Felix McAlinden Posing routine Npa South East 2010 - YouTube


----------



## min0 lee (Dec 5, 2011)

Good job, ever thought of putting weights around your waist?






YouTube Video











Not to be too critical but try to keep your back straight.


----------



## felix42 (Dec 5, 2011)

My main aim recently was to try and reach 20 reps with my pull ups I reached this goal a few weeks ago so I may try adding a bit of weight at some stage. Thanks for the advice on the deadlift I am pretty new to deadlifting and the weight was very heavy for me I am going to give a deadlift comp another go  hopefully with better form over time I might lift a bit more next time.


----------



## IronAddict (Dec 5, 2011)

YouTube Video











Good job! A couple more and you'll make it an even 20.


----------



## Noheawaiian (Dec 5, 2011)

If you were in planet fitness, they would've had to sound the lunk alarm on you for that beastly shit!!


----------



## min0 lee (Dec 5, 2011)

felix42 said:


> My main aim recently was to try and reach 20 reps with my pull ups I reached this goal a few weeks ago so I may try adding a bit of weight at some stage. Thanks for the advice on the deadlift I am pretty new to deadlifting and the weight was very heavy for me I am going to give a deadlift comp another go  hopefully with better form over time I might lift a bit more next time.

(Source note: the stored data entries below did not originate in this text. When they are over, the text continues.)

PR #425, opened 2015-11-17
More minor documentation changes

mfoliveira:
…ines so they actually become separate lines.

### DIFF
--- a/docs/source/guides/admin-guides/basic_concepts/network_planning/xcat_net_planning.rst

Great exercise for overall strength and growth.


----------



## bjg (Dec 5, 2011)

focus on building bigger lats
if you do the pull ups a bit faster in the  beginning focusing on using your lats more than your biceps (cant explain it you just feel it) you will be able to easily hit 25. i have huge lats and i let myself go down all the way and use the elasticity or the rebound of my lats to bounce up in each rep. ( on the first 10 i don't even feel my biceps working it is all lats)

keep up the good job


----------



## Burro (Dec 5, 2011)

cool man  very nice, i do the same almost but i keep my legs down...that's all.. 

regards.!


----------